- Born: 12 January 1931 Heidenau, Saxony, Germany
- Died: 27 March 2025 (aged 94)
- Occupations: Historian (Marxist) and writer
- Political party: SED
- Children: 1

= Günter Benser =

German historian (1931–2025)

Günter Benser (12 January 1931 – 27 March 2025) was a German Marxist historian. Before 1989, he was a senior staff member of the Berlin-based Marxism–Leninism Institute attached to the ruling Socialist Unity Party of (East) Germany, and serving as its director for not quite two and a half eventful years, starting on 21 December 1989.

==Life and career==
Benser was born into a working-class family in Heidenau, a small manufacturing town which he himself (in 2015) described as a "product of the rapid industrialisation of Saxony during the nineteenth and twentieth centuries". While he was growing up amateur dramatics and the "Heidenauer Volksbühne" (theatre), which his grandfather had co-founded in 1906, played an important part in the Bensers' family life. He embarked on a management traineeship with Elbtalwerke AG, a local manufacturer, and then began to study history at Leipzig University.

He was employed in 1952/53 by the district council in Leipzig. Between 1955 and 1989, he was also employed as a researcher, latterly as a deputy head of department, at the SED's Berlin based Marxism–Leninism Institute. He was also a member of the Council for Historical Studies ("Rat für Geschichtswissenschaft") and worked for the National Historians' Committee of the German Democratic Republic (East Germany). He received his doctorate from the Marxism–Leninism Institute in 1964 for a dissertation on the Strategy and Tactics of the Marxist German workers' political parties between 1945 and 1949.
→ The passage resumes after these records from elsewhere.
Issue #230, opened 2017-01-07
Replace the actor message passing in TweetMap demo by using "/berry" http request


JavierJia:
Currently, in the front-end server, the `NeoActor` is sending the message directly to the `berryClient`. It works because the front-end and the middleware live in the same server which will not be the case if we want to make Cloudberry a general purpose middleware. 

Now, since we have the `/berry` API, the `NeoActor` should send an HTTP request to `http://hostname:port/berry` instead of an actor message and then receive a stream of HTTP chunked results.

You can read this [documentation](https://www.playframework.com/documentation/2.5.x/ScalaWS#Processing-large-responses) about how to use it to handle a stream of responses.

JavierJia:
@haochen07

JavierJia:
You can start from the non-streaming fashion first. :-)

haochen07:
This Issue is done. Do I need to close it ? @JavierJia

JavierJia:
please do 📪

haochen07:
which means close it ?

JavierJia:
haha, yes, please feel free to close it.

PR #248, opened 2017-02-08
[Issue #230] Switch communication channel between NeoActor and Berry from actor messages to Http request/response

haochen07:
This PR is related to Issue #230. 

**Purpose**
Now the front-end NeoActor talks to middleware through direct actor messages. This is not the general case because front-end and middleware are actually in the same server. Instead of using actor messages, this update enables NeoActor to send http request to `/Berry` API and get streamed http response. 

**Implementations**

- Implement http post request and streaming response to exchange information between NeoActor and BerryClient, instead of actor messages.
- Use akka streaming model to implement streaming response.
- Update global configurations to define maximum length of frame can be transport in each data chunk. (default value 8 MB)
- Remove NeoActorTransformer, which is no longer useful.
- Enable the logging of any possible errors in http connection and stream response reception.
- Update test case for NeoActor and the sbt build file for importing issue.


neo/conf/application.conf
```diff
@@ -76,6 +76,7 @@ bounded-mailbox {
 }
 
 neo.timeout.initial = "10 minutes"
+neo.stream.max.frame.length = "8388608 Bytes"
```
JavierJia: why this number?

zion/src/main/scala/edu/uci/ics/cloudberry/zion/common/Config.scala
```diff
@@ -31,5 +33,10 @@ object Config {
     FiniteDuration(split(0).toLong, split(1))
   }
 
+  def parseMemoryPair(memoryString: String): Int = {
```
JavierJia: `parseMemoryConfiguration` to be precise?

zion/src/main/scala/edu/uci/ics/cloudberry/zion/common/Config.scala
```diff
@@ -12,6 +12,8 @@ class Config(config: Configuration) {
 
   val AwaitInitial = config.getString("neo.timeout.initial").map(parseTimePair).getOrElse(10 minutes)
 
+  val maxFrameLength = config.getString("neo.stream.max.frame.length").map(parseMemoryPair).getOrElse(8388608)
```
JavierJia: use Capital letter for global static values, though codacy don't like it :-)

JavierJia: rename to `MaxFrameLengthForNeoWS` to be more precise? 
the global static values deserves a explicit good name

neo/app/actor/NeoActor.scala
```diff
@@ -1,57 +1,107 @@
...
           "batch" -> JsArray(groupTimePlaceTags),
           "option" -> JsObject(Seq("sliceMillis" -> JsNumber(2000))
-          )))
-        berryClient.tell(BerryClient.Request(json, NeoTransformer("batch")), out)
+        )))
+
+        // Dealing with response on timing, geo and hashtags: slicing
+        val batchResponse: Future[StreamedResponse] =
+          ws.url(url).withMethod("POST").withBody(batchJson).stream()
+        batchResponse.map{ response =>
```
JavierJia: it looks like the two response processing codes are very similar, can you make one function call that can be used in both cases by passing different parameters?

neo/conf/application.conf
haochen07: This is for maximum 8MB per chunk. I am not very sure of the number. It cannot be too small to hold a single piece of data returned by Berry, nor can be so large that will take memory and time to transport. Maybe we need experiments to find the optimal value. In short, I need suggestions on that.

zion/src/main/scala/edu/uci/ics/cloudberry/zion/common/Config.scala
haochen07: I changed this in the new commit

zion/src/main/scala/edu/uci/ics/cloudberry/zion/common/Config.scala
haochen07: I changed the function name in the new commit

neo/app/actor/NeoActor.scala
haochen07: I reconstruct the code for this in the new commit

neo/conf/application.conf
JavierJia: I think let's just stick with this number for now. 
in terms of "good code", it's better to enable something like
`neo.stream.max.frame.length = "8MB"`
or simply
`neo.stream.max.frame.megabytes = 8`
to make more sense 😁

haochen07: I fixed the code.
For the test case of Neo, can we compare the json result received in NeoActor to the json result sent by middleware, to test if we get all data right?

JavierJia:
Regarding the test case, you can take a look of the DataSetAgentTest.scala, which uses a mock connection to return a predefined value and test if the out actor can receive expected msg. 🤞

neo/app/actor/NeoActor.scala
```diff
@@ -1,57 +1,88 @@
...
   import NeoActor._
-
   implicit val timeout: Timeout = Timeout(20.minutes)
 
   override def receive: Receive = {
     case json: JsValue =>
       json.validate[UserRequest].map { userRequest =>
-        val allRequest = generateCBerryRequest(userRequest)
+
+        // Generate json in berry format
```
JavierJia: code tells. if your code needs a lot of this kind of comments, that means the code is not expressive enough.

neo/app/actor/NeoActor.scala
```diff
@@ -1,57 +1,88 @@
...
         import RequestType._
+        val berryRequest = generateCBerryRequest(userRequest)
+
+        // Get Berry url address
```
JavierJia: ditto

neo/app/actor/NeoActor.scala
```diff
@@ -1,57 +1,88 @@
...
+        val url = "http://" + host + "/berry"
 
-        // Example of sending the non-slicing query using ask pattern
-        val sampleJson = allRequest(Sample)
-        val fAnswer = (berryClient ? sampleJson).mapTo[JsValue].map(json => Json.obj("key" -> "sample", "value" -> json))
-        fAnswer pipeTo out
+        // Dealing with response on samples: slicing
+        handleHttpTransport(url, "sample", berryRequest(Sample))
```
JavierJia: in order to remove the above comment, you can write a function
`handleSamplingResponse`
later you can have another function `handleSlicingResponse`. Then people will know what you are doing.

neo/app/actor/NeoActor.scala
```diff
@@ -1,57 +1,88 @@
...
   }
-}
-
-object NeoActor {
-  def props(out: ActorRef, berryClientProp: Props)(implicit ec: ExecutionContext) = Props(new NeoActor(out, berryClientProp))
 
-  case class NeoTransformer(key: String) extends BerryClient.IPostTransform {
-    override def transform(jsValue: JsValue): JsValue = {
-      Json.obj("key" -> key, "value" -> jsValue)
+  private def handleHttpTransport(url: String, requestType: String, requestBody: JsValue): Unit = {
```
JavierJia: `requestType: String` should be a defined enum  type instead of string.

zion/src/main/scala/edu/uci/ics/cloudberry/zion/common/Config.scala
```diff
@@ -31,5 +33,10 @@ object Config {
     FiniteDuration(split(0).toLong, split(1))
   }
 
+  def parseFrameLengthLimit(memoryString: String): Int = {
```
JavierJia: then what if people are writing `8 G`? or `8M` (without space?)

neo/app/actor/NeoActor.scala
```diff
@@ -1,57 +1,88 @@
...
+    // Post request and get future response
+    val response : Future[StreamedResponse] =
+      ws.url(url).withMethod("POST").withBody(requestBody).stream()
+
+    // Wrap streaming response and send to webpage
+    response.map{ res =>
+      if(res.headers.status == 200){
+        try {
+          // Define sink of data stream
```
JavierJia: code tells.

neo/app/actor/NeoActor.scala
```diff
@@ -1,57 +1,88 @@
...
+          val sink = Sink.foreach[ByteString] { bytes =>
+            val json = Json.parse(bytes.utf8String)
+            out ! Json.obj("key" -> requestType, "value" -> json)
+          }
+          // streaming data pipeline
+          res.body.via(Framing.delimiter(ByteString("\n"), maximumFrameLength = config.MaxFrameLengthForNeoWS, allowTruncation = true))
+                  .runWith(sink)
+                  .onFailure { case e => Logger.logger.error(e.toString) }
+        }
+        catch {
```
JavierJia: we usually merge this line with `}`
`} catch {`

neo/app/actor/NeoActor.scala
```diff
@@ -1,57 +1,88 @@
...
+          case e: Throwable => Logger.logger.error("stream receiving error: " + e.getMessage)
+        }
+      }
+      // Gateway error
+      else {
```
JavierJia: merge with `}` to 
`} else {`

neo/app/actor/NeoActor.scala
```diff
@@ -1,57 +1,88 @@
...
-        val json = JsObject(Seq(
+        //  Dealing with response on timing, geo and hashtags: slicing
+        val groupTimePlaceTags = Seq(ByTime, ByPlace, ByHashTag).map(berryRequest(_))
+        val batchJson = JsObject(Seq(
           "batch" -> JsArray(groupTimePlaceTags),
           "option" -> JsObject(Seq("sliceMillis" -> JsNumber(2000))
-          )))
-        berryClient.tell(BerryClient.Request(json, NeoTransformer("batch")), out)
+        )))
+        handleHttpTransport(url, "batch", batchJson)
```
JavierJia: should we create two constant `val` for `batch` and `sample` ?

neo/app/actor/NeoActor.scala
```diff
@@ -1,57 +1,88 @@
...
+    // Wrap streaming response and send to webpage
+    response.map{ res =>
+      if(res.headers.status == 200){
+        try {
+          // Define sink of data stream
+          val sink = Sink.foreach[ByteString] { bytes =>
+            val json = Json.parse(bytes.utf8String)
+            out ! Json.obj("key" -> requestType, "value" -> json)
+          }
+          // streaming data pipeline
```
JavierJia: code tells.

neo/app/actor/NeoActor.scala
```diff
@@ -1,57 +1,88 @@
...
+          res.body.via(Framing.delimiter(ByteString("\n"), maximumFrameLength = config.MaxFrameLengthForNeoWS, allowTruncation = true))
+                  .runWith(sink)
+                  .onFailure { case e => Logger.logger.error(e.toString) }
+        }
+        catch {
+          case e: Throwable => Logger.logger.error("stream receiving error: " + e.getMessage)
```
JavierJia: `"stream receiving error:` ==> `"NeoActor websocket post receiving ....`

zion/src/main/scala/edu/uci/ics/cloudberry/zion/common/Config.scala
```diff
@@ -31,5 +34,36 @@ object Config {
     FiniteDuration(split(0).toLong, split(1))
   }
 
+  object MemorySize extends Enumeration {
```
JavierJia: this object should be out of the scope of `Config` or in the companion object of `Config`.

zion/src/main/scala/edu/uci/ics/cloudberry/zion/common/Config.scala
```diff
@@ -31,5 +34,36 @@ object Config {
...
+    val KB: Int = 1024
+    val MB: Int = 1024*1024
+    val GB: Int = 1024*1024*1024
+  }
+
+  def parseFrameLengthLimit(memoryString: String): Int = {
+    val size = memoryString.substring(memoryString.length-2)
```
JavierJia: this function should have a test.

haochen07: I tested it by changing the following value in `.conf` file: `"8MB"` `"8 MB"` `"8 TB"` `"8 GB"` `"2GB"` `"1KB"`, the results are expected. How should I present the test for this case?

JavierJia: there should be the test codes reflecting what you said above. 
[here](https://github.com/ISG-ICS/cloudberry/blob/65872b8fc21468cf612e2be1323c6a8d922f2894/zion/src/test/scala/edu/uci/ics/cloudberry/zion/common/ConfigTest.scala) is one example.

zion/src/test/scala/edu/uci/ics/cloudberry/zion/common/ConfigTest.scala
```diff
@@ -11,6 +11,17 @@ class ConfigTest extends Specification {
       Config.parseTimePair("43 minute") must_==(43 minutes)
       Config.parseTimePair("84 minutes") must_==(84 minutes)
     }
-
+    "parseFrameLengthLimit" in {
+      Config.parseFrameLengthLimit("20 B") must_==(8 * MemorySize.MB)
+      Config.parseFrameLengthLimit("0 KB") must_==(8 * MemorySize.MB)
+      Config.parseFrameLengthLimit("0.9 KB") must_==(8 * MemorySize.MB)
+      Config.parseFrameLengthLimit("1 KB") must_==(1 * MemorySize.KB)
```
JavierJia: that's a weird setting, right? 
why I get `1K` when we give `1K`, but `8M` when we give `0.5KB`?

zion/src/test/scala/edu/uci/ics/cloudberry/zion/common/ConfigTest.scala
```diff
@@ -11,6 +11,17 @@ class ConfigTest extends Specification {
...
+      Config.parseFrameLengthLimit("16 MB") must_==(16 * MemorySize.MB)
+      Config.parseFrameLengthLimit("16MB") must_==(16 * MemorySize.MB)
+      Config.parseFrameLengthLimit("1.5 GB") must_==(1.5 * MemorySize.GB)
+      Config.parseFrameLengthLimit("2 GB") must_==(Int.MaxValue)
+      Config.parseFrameLengthLimit("3 GB") must_==(8 * MemorySize.MB)
+      Config.parseFrameLengthLimit("5 TB") must_==(8 * MemorySize.MB)
```
JavierJia: one principle about test case is that it should be meaningful and trackable when it fails. 

so in this case, you can structure them like following
```
"parseFrameLengthLimit should give 1KB if the given value is <= 1KB" in {
 ...
}
"parseFrameLengthLimit should parse the MB and GB if the given value is valid" in {
 ...
}
"parseFrameLengthLimit should use 2G as maxmumal value" in {
 ... 
}
```

neo/app/actor/NeoActor.scala
```diff
@@ -1,63 +1,86 @@
...
+    handleResponse(url, Batch, batchJson)
+  }
+
+  private def handleResponse(url: String, requestType: RequestType.Value, requestBody: JsValue): Unit = {
+    val response : Future[StreamedResponse] =
+      ws.url(url).withMethod("POST").withBody(requestBody).stream()
+
+    response.map{ res =>
+      if(res.headers.status == 200){
+        try {
```
JavierJia: [Codacy](https://www.codacy.com/app/ISG-Cloudberry/cloudberry/pullRequest?prid=510426) complains about the `try catch` problem. 
Can you take a look?

haochen07: At my first glance, it suggests us:
1. to use `Util.Try` instead of `try`
2. our `catch` function catches all errors, which is not a good way because we should let the fatal errors continue raising.
I'll follow up those points

JavierJia: since it's also new to me. I encourage to dig a little more and we can learn some rule and summarize it on one of the wiki page.

haochen07: Based on my research, `Try` works with case class `Success` and `Failure`, 

`Try{
  someError()
} match {
  case Success(v) =>
  case Failure(e) =>
}`

is a wrapper of
 
`try{
  someError()
} catch {
  case NonFatal(e) =>
}`

The idea is that it catches all **NonFatal** exceptions and let the fatal errors continue to propagate. The advantage of using `Try` is to pipeline errors along the way. See example here [scala Try](http://www.scala-lang.org/api/2.12.x/scala/util/Try.html). 

However, in our case, one of the error we concern is if the capacity `config.MaxFrameLengthForNeoWS` is big enough to hold every single chunk of response data. This error is reported by neither of them, but caught by `.onFailure()` function at the end of streaming pipeline. And removing that function will not let `Try` or `try` catching the error. I might think that this `.onFailure()` function is sufficient in our case.

neo/test/actor/NeoActorTest.scala
```diff
@@ -99,5 +115,53 @@ class NeoActorTest extends Specification {
...
+      val jsonRequest = Json.parse(
+        s"""
+           |{
+           |  "dataset"     : "twitter.ds_tweet",
+           |  "keywords"    : ["zika"],
+           |  "timeInterval": ${JsObject(Seq(("start", JsNumber(interval.getStartMillis)), ("end", JsNumber(interval.getEndMillis))))},
+           |  "timeBin"     : "day",
+           |  "geoLevel"    : "state",
+           |  "geoIds"      : [37, 51],
+           |  "mergeResult" : ${JsBoolean(false)}
```
JavierJia: just curious, why we need a `JsBoolean` instead of direct `false` value?

neo/test/actor/NeoActorTest.scala
```diff
@@ -99,5 +115,53 @@ class NeoActorTest extends Specification {
...
+      when(ws.url(any)).thenReturn(wsRequest)
+      when(wsRequest.withMethod("POST")).thenReturn(wsRequest)
+      when(wsRequest.withBody[JsValue](any[JsValue])(any[Writeable[JsValue]])).thenReturn(wsRequest)
+      when(wsRequest.stream()).thenReturn(Future(StreamedResponse(header, source)))
+
+      val frontEnd = new TestProbe(system)
+      val neo = system.actorOf(NeoActor.props(frontEnd.ref, ws, url, Config.Default))
+      frontEnd.send(neo, jsonRequest)
+
+      val jsonExpected1a = Json.obj("key" -> Sample, "value" -> json1)
```
JavierJia: can you rename these two variables? like `jsonExpected1a` --> `ExpectedSampleJson1` ?

neo/test/actor/NeoActorTest.scala
```diff
@@ -99,5 +115,53 @@ class NeoActorTest extends Specification {
...
+      val jsonExpected1b = Json.obj("key" -> Batch, "value" -> json1)
+      val jsonExpected2a = Json.obj("key" -> Sample, "value" -> json2)
+      val jsonExpected2b = Json.obj("key" -> Batch, "value" -> json2)
```
JavierJia: ditto

neo/test/actor/NeoActorTest.scala
```diff
@@ -99,5 +115,53 @@ class NeoActorTest extends Specification {
...
+
+      val result1 = frontEnd.receiveN(2)
```
JavierJia: same thing for the result1, it's hard to pair with the expected variable.

neo/test/actor/NeoActorTest.scala
```diff
@@ -99,5 +115,53 @@ class NeoActorTest extends Specification {
...
+      result1.contains(jsonExpected1a) must_== true
+      result1.contains(jsonExpected1b) must_== true
+      val result2 = frontEnd.receiveN(2)
```
JavierJia: ditto

neo/test/actor/NeoActorTest.scala
haochen07: Because a `JsBoolean` is required in this field, I put a `JsBoolean` directly. `false` also works in this case. I change it in new commit for simplicity.

neo/test/actor/NeoActorTest.scala
haochen07: updated

neo/test/actor/NeoActorTest.scala
haochen07: updated as `ExpectedStreamingResult1`

neo/test/actor/NeoActorTest.scala
JavierJia: good to know 😄

chenlica:
Congrats! @haochen07 and @JavierJia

The Marxism–Leninism Institute in Berlin where Benser worked for more than three decades was tightly regulated till 1971, a period during which according to at least one source Walter Ulbricht, the country's leader, appeared to see himself as the nation's top historian. Ulbricht's successor, Erich Honecker, took a less hands-on approach to national history, and researchers at the Institute were able to discuss their subject more openly, even though a principal role of the Institute continued to involve de facto censorship of published history to ensure compliance with party doctrine. In this context, following the breach of the Berlin Wall which took place in November 1989 and the flood of high-level resignations that ensued, the Institute found itself leaderless. On 21 December 1989, Günter Benser found himself elected director of the institute by his fellow members, with 298 votes in support, 14 abstentions and one vote against his election, and he duly took over the directorship vacated, after a twenty-year incumbency, by Günter Heyden. Twenty-five years later, Benser was still recalling in print his surprise over this turn of events. He retained the directorship until March 1992 when the Institute dissolved itself.

Benser was an honorary member of the Rosa Luxemburg Foundation. On 27 March 2025, Benser died at the age of 94.

==Awards and honours==
- 1966: Patriotic Order of Merit
- 1978: National Prize of East Germany

==Output==
During the forty-year existence of the German Democratic Republic Benser published numerous articles and compilations concerned with the history of the country's ruling Socialist Unity Party of Germany (Sozialistische Einheitspartei Deutschlands / SED) and of communism more generally. His pre-1989 works were part of East Germany's standard historiography of itself and effectively followed the established party line. After 1989 he distanced himself from his earlier output, and after 1993 he joined other former doyens of the East German academic and intellectual establishment as a member of the Leibniz Society of Sciences.

As well as his writings on politics and party matters, Benser chronicled the history of the "Heidenauer Volksbühne" (theatre).